Mar 11 2010

Overtraining the Mental Muscle!

Tag: FitnessMike @ 11:23 am

When I was at the Ultimate Transformation Camp sponsored by EAS in 2004, we were each given a mental quality and asked to do a brief video that described what it was and how it was or was not critical to the overall transformation process. Mine was mental strength.

I said that mental strength, or inner strength, is a desirable quality that is made up of a combination of confidence, perseverance, discipline and concentration. With mental strength plus a healthy helping of visualization, a transformation effort will usually succeed; without mental strength, a person will struggle to achieve major goals.

I next addressed how a person develops mental strength, and I analogized it to exactly the way a person builds muscle. As you know, muscular strength and size grow when the muscle is placed under load—stressed. Muscle strength and size grow best when the muscle is heavily stressed for short periods of time, followed by the appropriate nutrition, and a rest period. Mental strength is developed exactly the same way. And, just as muscle actually begins to wane in strength and size if it is regularly overstressed for long periods, not fed properly and not allowed to rest, mental strength is diminished in such circumstances.

The natural enemies of mental strength are an unforgiving attitude—what recovery people usually call a resentment, worry, fear and self-perjury (failing to keep your promises to yourself). These destroy the mental strength because they erode confidence, disrupt concentration, and impede discipline and perseverance. Think about the last time you so anguished over something that happened to you that you couldn’t get it out of your head. Remember how everything else that was going on around you seemed distant and confusing? Remember how hard it was to pray and experience joy? That’s how mental strength is sabotaged.

To build mental strength, we need regular but infrequent stressors to the mind. So, it makes sense to welcome, to even be thankful for the adversities that come into our lives. They are there for a purpose, to prepare us, to make us stronger, and to make us more useful. But, the continuing vestiges of adversity, if we allow them, erode our mental strength through the unforgiving spirit, worry and fear.
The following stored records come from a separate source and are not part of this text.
PR #650, opened 2026-07-14
[WSLC] Reject nested deniedPaths overlaps in WSLC policy mapping

SohamDas2021:
## 📖 Description
WSLC mounts host paths as flat WSL volumes and has no overlay primitive, so a deniedPaths entry nested under a mounted
(readwrite/readonly) parent cannot be masked and would remain accessible through the parent mount. Add validate_denied_path_overlap, which rejects such configs at policy-mapping time (component-wise, case- and separator-insensitive, drive-letter aware) instead of silently leaving the subtree exposed.

## ✅ Checklist

- [ ] Linked to an issue

## 📋 Issue Type

- [ ] Bug fix
- [ ] Feature
- [ ] Task

---

for the steps.
 ###### Microsoft Reviewers: [Open in CodeFlow](https://microsoft.github.io/open-pr/?codeflow=https://github.com/microsoft/mxc/pull/650)

### DIFF
--- a/src/backends/wslc/common/src/policy_mapping.rs
+++ b/src/backends/wslc/common/src/policy_mapping.rs
@@ -118,10 +118,15 @@ pub fn build_volume_mounts(
 /// separator does not skew the result), and lowercases each component because
 /// Windows paths are case-insensitive (`C:\Project` and `c:\project` are the
 /// same object). `C:\Project` and `C:/project/` both yield `["c:", "project"]`.
+///
+/// Uses full-Unicode [`str::to_lowercase`] (not ASCII-only) so non-ASCII case
+/// variants (`C:\Ä` vs `c:\ä`) fold together. Still best-effort: NTFS does not
+/// fold Unicode normalization forms, so precomposed vs decomposed spellings
+/// stay distinct here (as on disk) and are left to D6 object identity.
 fn normalize_path_components(path: &str) -> Vec<String> {
     path.split(['/', '\\'])
         .filter(|component| !component.is_empty())
-        .map(|component| component.to_ascii_lowercase())
+        .map(|component| component.to_lowercase())
         .collect()
 }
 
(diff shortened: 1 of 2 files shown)


src/backends/wslc/common/src/policy_mapping.rs
```diff
@@ -111,6 +111,108 @@ pub fn build_volume_mounts(
...
+/// components and does not canonicalize `..`/symlinks, so a traversal spelling
+/// (e.g. `C:\proj\sub\..\..\secrets`) will not match a mounted `C:\proj` here.
+/// It folds case (full Unicode) but not Unicode normalization forms.
+/// Object-level enforcement — an alias reaching a denied object via symlink,
+/// hard link, `..`, or an unfolded spelling — is the job of the D6
+/// object-identity pass (`normalize_object_conflicts`), which runs before this
+/// check and fails closed on unresolvable paths when `deniedPaths` are present.
+/// Treat this function as defense-in-depth for the flat-mount overlay gap, not
+/// a complete traversal-safe deny on its own.
+pub fn validate_denied_path_overlap(
```
MGudgin, line 232: the compare is textual, not path-aware

THE BUG

normalize_path_components lowercases + splits on / and \; is_strict_descendant does a
component-wise prefix compare. Nothing is canonicalized, so spellings that resolve into
a mounted tree pass the check:

1. `..` traversal (main one). Mount C:\project\sub\.. (resolves to C:\project) while
   denying C:\project\secret. Textually mount = ["c:","project","sub",".."], not a prefix
   of ["c:","project","secret"] -> accepted, but secret is exposed. Same for denying
   C:\outside\..\project\secrets against a C:\project mount.

2. Bare root mount (line 197). \ or / normalizes to an empty vec, so
   `if mounted_components.is_empty() { continue; }` skips that mount entirely; anything
   denied under it is accepted. (C:\ -> ["c:"] is fine/tested; only the drive-less root
   spelling leaks.)

3. Drive-relative (line 127). C:secrets splits into one fused token ["c:secrets"], which
   doesn't prefix-match a C:\ mount ["c:"] -> escapes.

4. Aliases: \\?\ prefixes, 8.3 short names, junctions/symlinks, trailing dots/spaces all
   differ textually but resolve into the mounted tree.

D6 does NOT cover these: normalize_object_conflicts only reconciles paths resolving to the
SAME object and only fails closed on UNRESOLVABLE paths. A mount vs a denied child are
different (parent/child) objects, and a resolvable `..` spelling isn't unresolvable - so
neither layer catches it. The doc-comment claiming D6 handles this is wrong and should be
corrected.

Bonus false-positive (Medium): stripping leading separators makes \project\x (absolute)
and project\x (relative) identical, so a valid config can be wrongly rejected.

THE FIX (one change closes cases 1-3 + the false positive)

1. Parse structurally instead of splitting strings: std::path::Path::components() on
   Windows (or typed-path for cross-build parsing) so Prefix and RootDir stay distinct -
   fixes C:secrets vs C:\ and \ vs project.

2. Lexically fold . and .. on BOTH the mounted and denied sides before comparing, so
   C:\project\sub\.. becomes C:\project. Pure lexical, no disk access.

3. Where paths exist, canonicalize (std::fs::canonicalize / GetFinalPathNameByHandle) to
   resolve 8.3/junctions/symlinks. If deniedPaths are present and a path can't be
   resolved unambiguously, FAIL CLOSED rather than falling back to the textual compare.

4. Use the same canonical form for the actual SDK mount, so you don't validate one path
   and mount another.

5. Drop the empty-components `continue`: after structural parsing a root mount is an
   ancestor of everything on that drive - treat it as such (or reject when denies present).

TESTS TO ADD

- `..` on the denied side and on the mounted side -> rejected.
- bare \ / root mount with a nested denied path -> rejected.
- drive-relative C:secrets under C:\ -> rejected.
- absolute \project\x vs relative project\x -> not a false rejection.
- integration test at the runner call site (wsl_container_runner.rs:899): runner returns
  the overlap error and starts no container. The 11 unit tests only cover the pure
  function; a wiring/ordering regression would pass them all.

SohamDas2021: Thanks for the catch!

I am fixing the lexical/structural half in this branch, will do the full alias canonicalization in a follow-up right after, hope that is alright?

MGudgin (approved):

How do we stop that from happening? An attitude of gratitude must always lead. As silly as it sounds to welcome bad news, we need to give thanks in it, if for nothing else that the bad news could have been much worse. For me, that always starts with prayer. Prayer is the proper nutrition that we need to grow our mental muscles! First, the serenity prayer because it helps me to sort out what I can do and what I can’t. “God, grant me the serenity to accept the things I cannot change, the courage to change the things I can, and the wisdom to know the difference.” Unless I can accept the things I can’t change, I’m sure to grow frustrated and fearful, and eventually to be bitter and distrustful. Who needs that?
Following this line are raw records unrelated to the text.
PR #635, opened 2026-07-12
User/shschaefer/rust lib

shschaefer:
## 📖 Description
This PR begins the work necessary to create SDKs for multiple languages.  We refactor MXC so the executor binaries become thin CLI shells over a single execution library, then prove that boundary by adding a C ABI and a C# SDK that binds to it.

Previously each executor ( wxc-exec ,  lxc-exec ,  mxc-exec-mac ) carried its own  match request.containment  backend-selection logic, and the public Rust SDK ( mxc-sdk ) was a provisional streaming-only wrapper that duplicated dispatch. This PR consolidates all dispatch into one engine and layers the public surfaces on top.

New crates

•  core/mxc_engine  (internal) — the single home for "given an  ExecutionRequest , run it": run-to-completion selection over all backends (incl. the Windows ProcessContainer BaseContainer/AppContainer BFS/DACL fallback tiers and every experimental backend), streaming  spawn , state-aware lifecycle dispatch, host probing, and policy/config building. Absorbs the logic previously duplicated across the executors and the old  mxc-sdk  internals.
•  ffi/mxc_ffi  ( cdylib / staticlib ) — a flat, panic-safe C ABI over  mxc-sdk .  mxc_run(policyJson, command, out)  runs a sandbox to completion and returns captured stdout/stderr + exit outcome via a  #[repr(C)] MxcRunResult . Every entry point is  catch_unwind -wrapped; JSON in, bytes+status out. A  build.rs  runs csbindgen to generate the C# P/Invoke layer.

Refactors

•  mxc-sdk  is now a thin public facade re-exporting the engine, and gains  run()  (run-to-completion capture) alongside  spawn_sandbox()  (live streaming).
•  wxc-exec  /  lxc-exec  /  mxc-exec-mac  reduced to arg-parse + config-load + maintenance modes + delegate to  mxc_engine ; no backend  match  remains in any binary. The  ContainmentBackend → CommandLineContext  mapping moved into  wxc_common::cmdline  as the single source of truth.

New C# SDK ( csharp/ )

•  Microsoft.Mxc.Sdk  —  MxcSandbox.Run/RunAsync  →  RunResult , policy POCOs mirroring the Rust wire shape,  MxcException / ErrorCode , and a dev/NuGet native-library resolver. Plus a console sample and xUnit tests, wired into a solution.

## 🔗 References
[](https://github.com/microsoft/mxc/issues/484)
Follow phase will add streaming and state-awareness over the FFI and through the C# SDK.

## 🔍 Validation
[...]

PR #651, opened 2026-07-15
Add streaming and state-aware lifecycle to the C ABI and .NET SDK

shschaefer:
## 📖 Description
Extends the `mxc_ffi` C ABI and the `Microsoft.Mxc.Sdk` .NET binding beyond run-to-completion to cover **live streaming** and the **state-aware sandbox lifecycle** — the deferred "Phase 8" of the Rust-SDK/FFI work (follow-up to #635 and #645). The lower layers (`mxc-sdk` streaming, `mxc_engine` state-aware dispatch) already existed; this surfaces them through the C ABI and the .NET SDK.

### Streaming
- **`mxc_ffi`**: opaque-handle C ABI — `mxc_spawn` returns an `MxcSandbox*`; separate `MxcReadStream*` / `MxcWriteStream*` handles (`take_stdin`/`stdout`/`stderr`) allow reading stdout, reading stderr, and writing stdin concurrently; `mxc_stream_read`/`write`/`flush`; `mxc_sandbox_id`/`try_wait`/`wait`/`kill`/`free`.
- **.NET**: `MxcSandbox.Spawn(policy, command)` → `MxcSandboxProcess` with `Stream`-based `StandardInput`/`Output`/`Error`, `Wait`/`WaitAsync`/`WaitBlocking`/`WaitForExitWithOutputAsync`, `Kill`.

### State-aware lifecycle
- **`mxc-sdk`**: `run_state_aware_json` (envelope phases) + `exec_sandbox` (live exec → `Sandbox`).
- **`mxc_ffi`**: `mxc_state_aware` (provision/start/stop/deprovision) + `mxc_state_aware_exec` (live exec, reusing the streaming handle).
- **.NET**: `MxcLifecycle` — `ProvisionSandbox`/`StartSandbox`/`ExecInSandbox`/`ExecInSandboxAsync`/`StopSandbox`/`DeprovisionSandbox`, with a typed `SandboxId`.
- Backend-agnostic plumbing: `wxc_common::state_aware_dispatch::dispatch_state_aware_exec` returns the backend's `ExecHandle` instead of relaying to the executor's stdio, and `exec_stream::ExecSandboxProcess` adapts it to the streaming trait (duplicating pipe handles so it never shares ownership with the backend).

The generated C# P/Invoke (`NativeMethods.g.cs`) is regenerated from the three FFI source files; the `MXC_STATUS_*` space already reserved the state-aware phase codes, so no renumbering.

## Scope / known limitations
- The only in-tree state-aware backend, **IsolationSession**, is Windows-only, experimental, and needs its OS-side service. It still **relays exec internally** (returns null pipe handles), so live-exec streaming for *that* backend is a deliberate follow-up; the FFI/SDK/.NET plumbing is complete and backend-agnostic (validated with a fake backend over real OS pipes).
- The C ABI remains **not a stable external contract** — native + binding are co-versioned and generated together.

## 🔍 Validation
- Rust: `cargo build --workspace`, `cargo fmt`/`clippy -D warnings`; unit + integration tests (FFI, `exec_stream` incl. real `std::io::pipe` round trips, engine, `mxc-sdk` state-aware). Real streaming round-trips run via BaseContainer locally.
- .NET: **30/30** tests pass (host-independent, and with `MXC_E2E_HOST_PREPPED=1` for the real streaming/lifecycle paths — kill, stderr, WaitAsync cancellation, and a >64KB-both-streams deadlock guard, plus a dispose-during-read UAF regression).
- All CI gates green: `check-dotnet-bindings-codegen`, `check-dotnet-errorcode-parity`, `check-version-sync`, `check-schema-*`, `validate-configs`.

> ⚠️ Real streaming/lifecycle behavior on **Windows** runs only on a host-prepped lane (`MXC_E2E_HOST_PREPPED=1`), matching the existing `#[ignore]` ProcessContainer tests; the macOS Seatbelt lane runs its streaming suite un-gated. CI YAML/MSBuild changes are verified by inspection until the first pipeline run.

## ✅ Checklist
- [ ] Linked to an issue

## 📋 Issue Type
- [ ] Bug fix
- [x] Feature
- [ ] Task
 ###### Microsoft Reviewers: [Open in CodeFlow](https://microsoft.github.io/open-pr/?codeflow=https://github.com/microsoft/mxc/pull/651)


src/ffi/mxc_ffi/src/streaming.rs
```diff
@@ -0,0 +1,844 @@
...
+    cap: usize,
+    out_read: *mut usize,
+) -> i32 {
+    if stream.is_null() || buf.is_null() || out_read.is_null() {
+        return MXC_STATUS_NULL_ARGUMENT;
+    }
+    let status = catch_unwind(AssertUnwindSafe(|| {
+        // SAFETY: `stream` non-null live handle; `buf`/`cap` describe a valid
+        // writable region per the caller contract.
+        let s = unsafe { &mut *stream };
```
MGudgin, line 314: >let s = unsafe { &mut *stream }; [](http://example.com/codeflow?start=8&length=32)

This line takes an exclusive Rust borrow of the stream (&mut *stream), and the
same pattern is in mxc_stream_write (line 348) and mxc_stream_flush (line 373).
Rust requires a &mut to be exclusive for its whole lifetime, so if two calls into
this function run against the same stream handle at once, there are two live &mut
to one MxcReadStream, which is undefined behaviour (not merely interleaved bytes).

The C# binding does not enforce that exclusivity. MxcReadPipeStream.Read
(MxcSandboxProcess.cs:447) and MxcStdinStream.Write (MxcSandboxProcess.cs:518)
guard the native call only with SafeHandle.DangerousAddRef / DangerousRelease.
DangerousAddRef is a refcount that stops the handle from being freed while a call
is in flight; it is not a mutex and gives no mutual exclusion. Two threads can
both AddRef and both be inside mxc_stream_read on the same handle simultaneously.
The earlier use-after-free fix closed the free-vs-read race but left the
read-vs-read / write-vs-write race open.

This is reachable two ways:
1. A caller reads the same stdout/stderr stream from two threads. Here that is undefined behaviour, not just a logic bug.
2. Without any caller mistake: Wait()/WaitAsync starts an internal drain task on
   stdout/stderr and stores that stream, and a later StandardOutput / StandardError
   access hands the same stream back to the caller. The internal drain and the
   caller's read then run on one handle concurrently.

Also note the module doc above claims the C# binding enforces the single-owner
contract by refcounting the handle via SafeHandle. That is true for free ordering
only, not for concurrent read/write, so the documented safety contract is not
actually upheld.

Suggested fix:
- Add a per-handle lock around the native read/write/flush call on the C# side,
  held only across the P/Invoke (no lock held during unrelated work, so no
  deadlock). This makes the boundary sound even under caller misuse.
- Fix the stream state machine so a stream being drained internally by
  Wait()/WaitAsync is never handed back out via StandardOutput / StandardError
  (track untaken vs caller-owned vs internally-draining). This removes the
  SDK-induced concurrent-access path.
- Update the streaming.rs module doc so the stated single-owner contract matches
  what the binding actually guarantees.

Refs: streaming.rs:311/348/373 (the &mut *stream borrows);
MxcSandboxProcess.cs:447 (MxcReadPipeStream.Read), :518 (MxcStdinStream.Write),
and the Wait()/WaitAsync drain-then-hand-out path.

sdk/dotnet/Microsoft.Mxc.Sdk/MxcSandboxProcess.cs
```diff
@@ -0,0 +1,581 @@
...
+
+            int status;
+            int exit = 0;
+            int running = 1;
+            lock (_controlLock)
+            {
+                ThrowIfDisposed();
+                unsafe
+                {
+                    status = NativeMethods.mxc_sandbox_try_wait(_handle.Ptr, &exit, &running);
```
MGudgin, line 221: The comment on lines 199-203 assumes the policy timeout is enforced natively
("killing the tree, which try_wait then sees as an exit"). That isn't true for
the spawn_sandbox path: nothing kills the child at the deadline unless
mxc_sandbox_wait is called, and WaitCore only ever calls mxc_sandbox_try_wait
(line 186). So Wait()/WaitAsync()/WaitForExitWithOutputAsync() never enforce
SandboxPolicy.TimeoutMs and can hang indefinitely.

The deadline+kill live only in SandboxProcess::wait (WaitForSingleObject(process,
timeout_ms) then kill on WAIT_TIMEOUT: appcontainer_runner.rs:1405-1416,
base_container_runner.rs:1422-1433; wait_with_timeout on bwrap/seatbelt:
bwrap_runner.rs:445). try_wait is a pure exited/still-running check with no
deadline (appcontainer_runner.rs:1378, base_container_runner.rs:1389), and
spawn_sandbox starts no watchdog (mxc-sdk/src/lib.rs:96) -- so on the polling
path the deadline is never consulted.

Worked example:
  var policy = new SandboxPolicy { TimeoutMs = 5000 };
  using var proc = MxcSandbox.Spawn(policy, "ping -n 61 127.0.0.1"); // ~60s
  var result = proc.Wait();   // caller expects a return in ~5s
WaitCore loops on mxc_sandbox_try_wait, which reports "still running" the whole
time; at t=5s nothing kills the child, so Wait() returns only when the command
exits on its own (~60s) with TimedOut=false, or never returns if it never exits.
The sandbox tree stays alive the entire time.

The same policy is honored by WaitBlocking() (mxc_sandbox_wait -> kill at 5s ->
TimedOut=true), but that holds _controlLock for the whole blocking wait so it
can't be interrupted by a concurrent Kill() (lines 213-215). So no wait API today
gives both timeout enforcement and kill-responsiveness, and Wait() contradicts
its own summary on lines 153-155 ("honouring the policy's TimeoutMs").

Suggested fix: keep the try_wait poll loop for kill-responsiveness, but enforce
the deadline in managed code -- thread TimeoutMs into MxcSandboxProcess and, once
the deadline passes in the WaitCore loop, call mxc_sandbox_kill and return. That
stays lock-free across the native call, so it doesn't reintroduce the
WaitBlocking kill-deadlock. Update the comment on lines 199-203 and the Wait()
summary on lines 153-155 accordingly.

Refs: MxcSandboxProcess.cs:159 (Wait) / :166 (WaitAsync) / :169 (WaitCore) / :186
(try_wait poll) / :196 (TimedOut=false) / :199-203 / :217-236 (WaitBlocking);
backends appcontainer_runner.rs:1378,1405-1416,
base_container_runner.rs:1389,1422-1433, bwrap_runner.rs:445; spawn_sandbox
mxc-sdk/src/lib.rs:96.

sdk/dotnet/Microsoft.Mxc.Sdk/MxcSandboxProcess.cs
```diff
@@ -0,0 +1,581 @@
...
+            var stderr = await stderrTask.ConfigureAwait(false);
+            return (result, stdout, stderr);
+        }
+        catch
+        {
+            // On cancellation/failure, still observe the reader tasks so they do
+            // not run detached. The stream handles are refcounted, so this is
+            // safe regardless of when the caller disposes.
+            await Task.WhenAll(SwallowAsync(stdoutTask), SwallowAsync(stderrTask))
+                .ConfigureAwait(false);
```
MGudgin, line 312: On cancellation this catch awaits the two reader tasks before rethrowing, but
those reads can never complete, so the wait deadlocks and the child is never
killed.

The readers (stdoutTask/stderrTask, started at lines 253-254) are parked in the
blocking mxc_stream_read on the child's stdout/stderr. MxcReadPipeStream has no
cancellable read -- ReadToEndAsync uses CopyToAsync(ms, ct) (line 288), but the
token only gates between reads; a read already in flight in native code is not
interruptible. For a still-running child that hasn't closed its pipes, those
reads never return, so Task.WhenAll on line 267 blocks forever.

The only thing that would unblock them is disposing/killing the child (frees the
handle -> kills the tree -> EOFs the pipes). But in ExecInSandboxAsync the dispose
is in the finally (MxcLifecycle.cs:173), which is unreachable because this catch
never returns. So the code blocks awaiting the readers before it can run the one
step that would release them -- a permanent deadlock. Net effect:
ExecInSandboxAsync hangs, and the native sandbox container + handles leak (never
disposed or deprovisioned).

The comment on lines 264-266 ("the stream handles are refcounted, so this is
safe regardless of when the caller disposes") is about a different property:
refcounting prevents a use-after-free crash, not the deadlock. The code is
memory-safe and permanently hung at the same time.

Worked example:
  using var cts = new CancellationTokenSource(TimeSpan.FromSeconds(5));
  var r = await MxcLifecycle.ExecInSandboxAsync(id, "ping -n 600 127.0.0.1",
                                                cts.Token);
  // t=5s: WaitAsync throws OCE -> this catch awaits the parked reads -> hangs
  // forever; ExecInSandboxAsync's finally/Dispose never runs; sandbox leaks.

Suggested fix: on cancellation/failure, kill (or dispose) the child before
awaiting the readers, so the pipes EOF and the reads return. e.g. in this catch,
call Kill() (mxc_sandbox_kill) first, then await Task.WhenAll(...), then throw;
or restructure ExecInSandboxAsync to Kill/Dispose on cancellation before the
await unwinds. Optionally also give MxcReadPipeStream a genuinely cancellable
read so the token can abandon a parked read without killing. Update the comment
on lines 264-266 to speak to liveness, not just refcount safety.

Refs: MxcSandboxProcess.cs:244 (WaitForExitWithOutputAsync) / :253-254 (reader
tasks) / :262-269 (catch) / :285-290 (ReadToEndAsync, non-cancellable native
read); MxcLifecycle.cs:148 (ExecInSandboxAsync) / :160 (await) / :171-174
(finally/Dispose).

sdk/dotnet/Microsoft.Mxc.Sdk/MxcLifecycle.cs
```diff
@@ -0,0 +1,270 @@
...
+
+    /// <summary>Start a provisioned sandbox.</summary>
+    /// <exception cref="MxcException">Starting failed.</exception>
+    public static void StartSandbox(SandboxId id, StartSandboxOptions? options = null)
+    {
+        var envelope = NewEnvelope("start");
+        envelope["sandboxId"] = id.Value;
+        if (options?.Size is { } size)
+        {
+            SetBackendConfig(envelope, "start", "size", size);
```
MGudgin: >SetBackendConfig(envelope, "start", "size", size); [](http://example.com/codeflow?start=12&length=50)

This emits the size under experimental.isolationSession.start.size, but the Rust
wire model never reads that key, so the value is silently dropped.

The start phase deserializes into IsolationSessionPhase (wire.rs), whose only
fields are configuration_id ("configurationId") and user -- there is no "size"
field and no #[serde(alias = "size")]. The experimental block is intentionally
permissive (no deny_unknown_fields), so "size" is an unknown field that serde
silently ignores; configuration_id stays None and the backend falls back to its
default (Composable). The one-shot path and every other phase use configurationId,
so "start" is the only place using the wrong key.

Note the field name is misleading: configurationId is not an opaque id -- it is
typed as the sizing-profile enum IsolationConfigurationId
(small/medium/large/composable), the same value space StartSandboxOptions.Size
carries. So value-wise Size maps directly onto configurationId; only the wire key
differs. The configurationId-vs-Size naming mismatch is almost certainly what led
to emitting "size" here.

Effect: every StartSandboxOptions.Size value, including valid ones like "medium"
or "large", is discarded. The size profile is never applied and no error or
warning is raised.

Also, the XML doc on StartSandboxOptions.Size (StateAwareTypes.cs:37-40) says
"Unknown values are warned and downgraded to composable on the native side."
That does not happen: the value never reaches the native validator (wrong key),
and configurationId is a typed enum, so an unknown value under the correct key
would be a deserialization error, not a warn-and-downgrade. The doc describes
behavior the code doesn't implement.

Fix: emit "configurationId" instead of "size" (SetBackendConfig(envelope,
"start", "configurationId", size)), and add a test asserting a non-default size
reaches IsolationSessionConfig.configuration_id (e.g. start with Size="large" and
assert the parsed phase config is Large, not the Composable default). To make the
intuitive key also work and prevent a recurrence, consider adding
#[serde(alias = "size")] to configuration_id, or renaming the wire field to
size/sizeProfile so the C# Size and the wire key line up. Either way, reconcile
the StartSandboxOptions.Size doc with the actual enum-validation behavior.

Refs: MxcLifecycle.cs:88-90 (emits "size"); wire.rs IsolationSessionPhase
(configuration_id / "configurationId", typed as IsolationConfigurationId
size enum; no size field; experimental block has no deny_unknown_fields);
StateAwareTypes.cs:37-41 (Size doc + string type).

src/ffi/mxc_ffi/src/streaming.rs
shschaefer: Fixed.  Add per-handle lock and tri-state draining guard.

sdk/dotnet/Microsoft.Mxc.Sdk/MxcSandboxProcess.cs
shschaefer: Fixec with managed deadline -> native blocking wait.

sdk/dotnet/Microsoft.Mxc.Sdk/MxcSandboxProcess.cs
shschaefer: Fixed.  Kill before awaiting readers.

sdk/dotnet/Microsoft.Mxc.Sdk/MxcLifecycle.cs
shschaefer: Fixed.  Emit configurationId.

sdk/dotnet/Microsoft.Mxc.Sdk/MxcSandboxProcess.cs
```diff
@@ -0,0 +1,682 @@
...
+            {
+                return new SandboxWaitResult { ExitCode = exit, TimedOut = false };
+            }
+
+            // try_wait only reports exited / still-running, never a timeout, and
+            // spawn starts no native watchdog — so once the policy deadline passes
+            // we hand off to the native blocking wait, which enforces the same
+            // deadline by killing the tree and reporting the timeout distinctly.
+            // We are already at/past the deadline, so it returns promptly.
+            if (_timeoutMs is { } timeoutMs &&
```
MGudgin, line 239: Low/Medium: the new timeout enforcement doesn't define what TimeoutMs == 0 means
on the .NET side, and the current handling turns it into a permanent Kill() hang.

Impedance mismatch: SandboxPolicy.TimeoutMs is documented as "null = no timeout"
(SandboxPolicy.cs:31), and 0 is not a documented .NET value. But 0 is the
wait-forever sentinel everywhere below the SDK: the domain default is 0
(config_parser.rs:657, process.timeout.unwrap_or(0)), the trait contract says
"0 means wait forever" (sandbox_process.rs:105-106), Windows maps it to
u32::MAX via get_timeout_milliseconds (script_runner.rs:52-56), and Unix maps it
to None (bwrap_runner.rs:307). So a caller porting from config/JSON semantics, or
one who reads 0 as "no limit", can reasonably pass 0 -- and nothing validates it
(TimeoutMs is an unguarded uint?).

When _timeoutMs == 0, the guard on lines 239-240:

    if (_timeoutMs is { } timeoutMs &&
        Stopwatch.GetElapsedTime(_startTimestamp).TotalMilliseconds >= timeoutMs)
        return WaitBlocking();

is true on the first poll iteration (elapsed >= 0), so WaitCore hands off to
WaitBlocking() immediately. WaitBlocking() holds _controlLock for the whole
native blocking wait (line 261), and with scriptTimeout == 0 that wait is
unbounded -- so a concurrent Kill() (which also needs _controlLock) can never
acquire it and hangs. A conforming caller using null is unaffected (the guard is
skipped), so this only bites the undocumented 0 input.

Fix -- decide what .NET TimeoutMs == 0 means and make it consistent:
- If 0 means "wait forever" (matching the wire): guard with timeoutMs > 0 so the
  loop just keeps polling try_wait (Kill-responsive), and document 0 = wait
  forever on SandboxPolicy.TimeoutMs.
- If 0 is invalid on the .NET surface: reject it at the entry point (Spawn /
  policy validation) with a clear ArgumentException, so it never reaches this
  path.
  Either way, add a test: spawn a long-running child with TimeoutMs = 0 and assert
Kill() from another thread unblocks Wait() promptly (the existing
Wait_EnforcesPolicyTimeout uses 1000, so 0 is uncovered).

Refs: MxcSandboxProcess.cs:239-242 (deadline guard) / :258-261 (WaitBlocking holds
_controlLock) / :87-90 (_timeoutMs, no clamp); SandboxPolicy.cs:31 (doc: null = no
timeout, 0 undocumented); config_parser.rs:657, sandbox_process.rs:105-106,
script_runner.rs:52-56, bwrap_runner.rs:307 (0 = wait forever below the SDK).

MGudgin (approved):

Mental strength also grows in those who learn early to not harbor resentment, and to forgive at the first opportunity. Every once in a while, someone will ask me, “Are you going to let them get away with that?” I always respond, “Yes, I am. I cannot afford the luxury of nursing a resentment, and I also need all the friends I can get.” This response quells any desire to exercise my anger toward another, and also reminds me that few things are worth losing a friend over.
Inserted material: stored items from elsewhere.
PR #266, opened 2019-03-11
bft: add better error messages for failing to parse tests specified i…

mattsm:
…n -e


mattsm:
Yes, with and without BFT_DEBUG and with and without a test that would have a parsing issue.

This blog has gone on too long. But it’s important. You have invested way too much planning time, money, sweat and sacrifice into your challenge so far to get half-baked results. And making sure that you finish with a clear head, and a truly transformed and strong mental attitude as well will truly be the best thing you ever did for yourself.

None of this material is original with me. Everything I know that is important is something I learned in recovery from alcoholism. When they toss you into a closed hospital unit for 28 days, that’s “adversity!” But, while you’re there–when you begin to learn how to live life joyously, and free, that’s the beginning of mental strength!